TASK OBJECTIVE ▸
In the data that follows, find each line containing "suite" and copy it.
[INPUT — start]
PR #669, opened 2017-01-18
add tests for measure history timeline patient display

thecristen:


spec/javascripts/views/measure_history_display_spec.js.coffee
```diff
@@ -44,3 +44,40 @@ describe 'MeasureHistoryView', ->
...
+
+            # Check pass/fail text
+            expect(afterCell).toContainText summary.post_upload_status
+            expect(beforeCell).toContainText summary.pre_upload_status
+
+            # Check pass/fail icon
+            expect($(afterCell).find("i.fa")[0].className).toMatch (if summary.post_upload_status is "pass" then "fa-check" else "fa-times")
+            expect($(beforeCell).find("i.fa")[0].className).toMatch (if summary.pre_upload_status is "pass" then "fa-check" else "fa-times")
+
+    it 'does *not* show new patients', ->
```
edeyoung: I don't think this method of adding new patients exercises the functionality being tested. I believe that this view checks if `has_measure_history` is true on the patient. If so, it displays it. Here, `new_clone` actually does have `has_measure_history` as true. I think you may need to create the new patient (I think as you did here is ok for `new_patient`), associate it with the measure, and then create a new instance of measure history to check that it's not showing the new patient. It may also be worth adding `new_clone` as you have here, but expecting that to show up (because `has_measure_history` is true).

@hossenlopp can you add your thoughts on how to appropriately test this?

edeyoung (changes requested):
i like the `does show current patients` test. I think the `does *not* show new patients` may need to be reworked.

spec/javascripts/views/measure_history_display_spec.js.coffee
hossenlopp: `has_measure_history` is not used by the measure history timeline view or template. It looks through all of the upload summaries to collect the list of patients. If a patient (found by id) is not in an upload summary, then it will not be in the `@patientIndex` that is used to populate the template.

I think this test is very close. I have two suggestions:
- The two added patients should have specific `_id`s that are not in any of the upload summaries and unique so they will not be included in `@patientIndex`.
- Create the MeasureHistoryView from scratch to ensure it is redoing all of its initialization.
  - The correct result you have now is happening simply because the `loadHistory` method in MeasureHistoryTimelineView is not being called again. Its code is what needs to be tested.

edeyoung: I think the patients may also need to be added to the measure and have the measure hqmf_set_id referenced in `measure_ids` on the patient

spec/javascripts/views/measure_history_display_spec.js.coffee
```diff
@@ -66,18 +66,35 @@ describe 'MeasureHistoryView', ->
...
       @new_clone = @measure_history_view.patients.at(0).deepClone({omit_id: true})
+      
+      @patients.add [@new_patient, @new_clone]
+      expect(@patients.length).toEqual 4
 
-      @measure_history_view.patients.add [@new_patient, @new_clone]
-      @measure_history_view.measureTimelineView.render()
+      # Add all the patients as patients on the measure
+      for patient in @patients
+        @measure.get('patients').push [patient]
```
thecristen: You shouldn't need to loop through the patients; you can add them the same way as in line 80 (adding models to a Thorax.Collection):

```coffeescript
@measure.get('patients').add [@new_patient, @new_clone]
```

edeyoung: I second cristen's comment. additionally, looping through this way, you're re-adding patients that are already on the measure (if the measure history fixture loader does things correctly).

spec/javascripts/views/measure_history_display_spec.js.coffee
```diff
@@ -44,3 +44,57 @@ describe 'MeasureHistoryView', ->
...
+      expect(@measure.get('patients').length).toEqual 4
+
+      # create new measure history view with the measure
+      renderView @, =>  
+       
+        expect(@measure_history_view.patients.length).toEqual 4
+        expect(@measure_history_view.measureTimelineView.patients.length).toEqual 4
+
+        expect(@measure_history_view.$('th[class="history-patient-header"]').length).not.toEqual 4
```
edeyoung: you can just check that it equals 2

spec/javascripts/views/measure_history_display_spec.js.coffee
```diff
@@ -44,3 +44,57 @@ describe 'MeasureHistoryView', ->
...
+      # Create and add new patients to this measure history view
+      @new_patient = new Thorax.Models.Patient getJSONFixture('records/base_set/patients.json')[0], parse: true
+      @new_clone = @measure_history_view.patients.at(0).deepClone({omit_id: true})
+      
+      @patients.add [@new_patient, @new_clone]
+      expect(@patients.length).toEqual 4
+
+      # Add all the patients as patients on the measure
+      for patient in @patients
+        @measure.get('patients').push [patient]
```
edeyoung: we talked about you editing the spec loader so that it properly adds patients to the measure. that code is located here: spec/javascripts/helpers/measure_history_spec_loader. after line 52, you can add something along the lines of:

```
measure.set('patients', patients)
```

edeyoung (changes requested):

spec/javascripts/views/measure_history_display_spec.js.coffee
```diff
@@ -42,3 +42,54 @@ describe 'MeasureHistoryView', ->
...
+
+      # Create and add new patients to this measure history view
+      @new_patient = new Thorax.Models.Patient getJSONFixture('records/base_set/patients.json')[0], parse: true
+      @new_clone = @measure_history_view.patients.at(0).deepClone({omit_id: true})
+
+      @patients.add [@new_patient, @new_clone]
+      expect(@patients.length).toEqual 4
+
+      # Add all the patients as patients on the measure
+      @measure.get('patients').add [@new_patient, @new_clone]
```
edeyoung: the patient's measure ids also need to be reset (didn't think of this when we were talking).

For example (untested):

```
@new_patient.set('measure_ids', [@measure.get('hqmf_set_id'), null])
@new_clone.set('measure_ids', [@measure.get('hqmf_set_id'), null])
```

mulcahyk: The patients already have their `measures_ids` set.  In fact it looks like the patients in this test are portfolio patients in that they have multiple `measure_ids`.

edeyoung: i don't think they're necessarily set to the current measure. you can clear it out and reset it to the current measure (which is what the example code i gave you would do).

edeyoung (approved):

mulcahyk (approved):
I'm approving the work that Cristen and Chris H. did.

spec/javascripts/views/measure_history_display_spec.js.coffee
```diff
@@ -42,3 +42,57 @@ describe 'MeasureHistoryView', ->
...
+
+      # Confirm that there are only 2 patients in the most resent uploadSummaries (assumes that uploadSummaries are sorted in desc order based on date)
+      expect(Object.keys(this.uploadSummaries.at(0).get('population_set_summaries')[0].patients).length).toEqual 2
+
+      # Create and add new patients to this measure history view
+      @new_patient = new Thorax.Models.Patient getJSONFixture('records/base_set/patients.json')[0], parse: true
+      @new_clone = @measure_history_view.patients.at(0).deepClone({omit_id: true})
+      
+      # Make sure that the patients are associated to the current measusre
+      @new_patient.set('measure_ids', [@measure.get('hqmf_set_id'), null])
```
hossenlopp: The `null` at the end of the array shouldn't be needed. I don't why bonnie adds that to all `measure_ids` arrays.

spec/javascripts/views/measure_history_display_spec.js.coffee
hossenlopp: That `null` at the end of the array in @edeyoung's example shouldn't be needed. I don't know why bonnie adds that.

spec/javascripts/views/measure_history_display_spec.js.coffee
```diff
@@ -42,3 +42,57 @@ describe 'MeasureHistoryView', ->
...
+
+      # create new measure history view with the measure
+      renderView @, =>
+
+        expect(@measure_history_view.patients.length).toEqual 4
+        expect(@measure_history_view.measureTimelineView.patients.length).toEqual 4
+
+        expect(@measure_history_view.$('th[class="history-patient-header"]').length).toEqual 2
+
+        # Confirm that the number of uploadSummaries hasn't changed
```
hossenlopp: This comment doesn't match the check that is being done below it. It is checking the first (and only?) upload summary has only two patients in its record.

spec/javascripts/views/measure_history_display_spec.js.coffee
```diff
@@ -42,3 +42,57 @@ describe 'MeasureHistoryView', ->
...
+      @measure.get('patients').add [@new_patient, @new_clone]
+      expect(@measure.get('patients').length).toEqual 4
+
+      # create new measure history view with the measure
+      renderView @, =>
+
+        expect(@measure_history_view.patients.length).toEqual 4
+        expect(@measure_history_view.measureTimelineView.patients.length).toEqual 4
+
+        expect(@measure_history_view.$('th[class="history-patient-header"]').length).toEqual 2
```
hossenlopp: Same as above. This could look at the `patientIndex` of the MeasureHistoryTimelineView.

spec/javascripts/views/measure_history_display_spec.js.coffee
```diff
@@ -1,11 +1,11 @@
 describe 'MeasureHistoryView', ->
 
-  renderView = (suite, done) ->
+  renderView = (suite, callback) ->
     suite.mainView = new Thorax.LayoutView(el: '#bonnie')
     suite.measure_history_view = new Thorax.Views.MeasureHistoryView
```
hossenlopp: `measure_history_view` should be camelcase.

spec/javascripts/views/measure_history_display_spec.js.coffee
```diff
@@ -42,3 +42,57 @@ describe 'MeasureHistoryView', ->
...
+            expect($(beforeCell).find("i.fa")[0].className).toMatch (if summary.pre_upload_status is "pass" then "fa-check" else "fa-times")
+
+    it 'does *not* show new patients', (done) ->
+      expect(@measure_history_view.$('th[class="history-patient-header"]').length).toEqual 2
+
+      # Confirm that there are only 2 patients in the most resent uploadSummaries (assumes that uploadSummaries are sorted in desc order based on date)
+      expect(Object.keys(this.uploadSummaries.at(0).get('population_set_summaries')[0].patients).length).toEqual 2
+
+      # Create and add new patients to this measure history view
+      @new_patient = new Thorax.Models.Patient getJSONFixture('records/base_set/patients.json')[0], parse: true
```
hossenlopp: `@new_patient` and `@new_clone` should both be camelcase.

spec/javascripts/views/measure_history_display_spec.js.coffee
```diff
@@ -42,3 +42,57 @@ describe 'MeasureHistoryView', ->
       spyOn(bonnie,'showPageNotFound')
       bonnie.renderMeasureUploadHistory('non_existant_hqmf_set_id')
       expect(bonnie.showPageNotFound).toHaveBeenCalled()
+
+    it 'does show current patients', ->
+      expect(@measure_history_view.patients.length).toEqual 2
+      expect(@measure_history_view.$('th[class="history-patient-header"]').length).toEqual 2
```
hossenlopp: To check the number of patients, it would be easier to look at the data that the template is using than to look at the resultant DOM. The MeasureHistoryTimelineView has a member `patientIndex` that could be checked. ex:

```coffeescript
expect(@measure_history_view.measureTimelineView.patientIndex.length).toEqual 2
```

Unless the point of this suite is to test the template too, then ignore me.

spec/javascripts/views/measure_history_display_spec.js.coffee
```diff
@@ -42,3 +42,57 @@ describe 'MeasureHistoryView', ->
...
+
+      @uploadSummaries.each (us) =>
+        summary_id = us.get('_id')
+        for population_set_summary in us.get('population_set_summaries')
```
hossenlopp: This test would fail if there is more than one population set because only one is rendered at a time. I think it should specifically look at the 0th population set instead of all of them.

hossenlopp (changes requested):
A few small changes, mainly casing of variables. This test is a bit odd since it does a lot of things that test the template instead of the view. Not sure if that is normal/expected or not.

spec/javascripts/views/measure_history_display_spec.js.coffee
mulcahyk: I didn't write the initial version of this test.  I'm going to err on the of caution here and say we leave it as is given that this test is more extensive.  I can also be easily convinced that it should be changed.

hossenlopp (approved):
[INPUT — finish]
COMPLETED TASK ▸
-  renderView = (suite, done) ->
+  renderView = (suite, callback) ->
     suite.mainView = new Thorax.LayoutView(el: '#bonnie')
     suite.measure_history_view = new Thorax.Views.MeasureHistoryView
Unless the point of this suite is to test the template too, then ignore me.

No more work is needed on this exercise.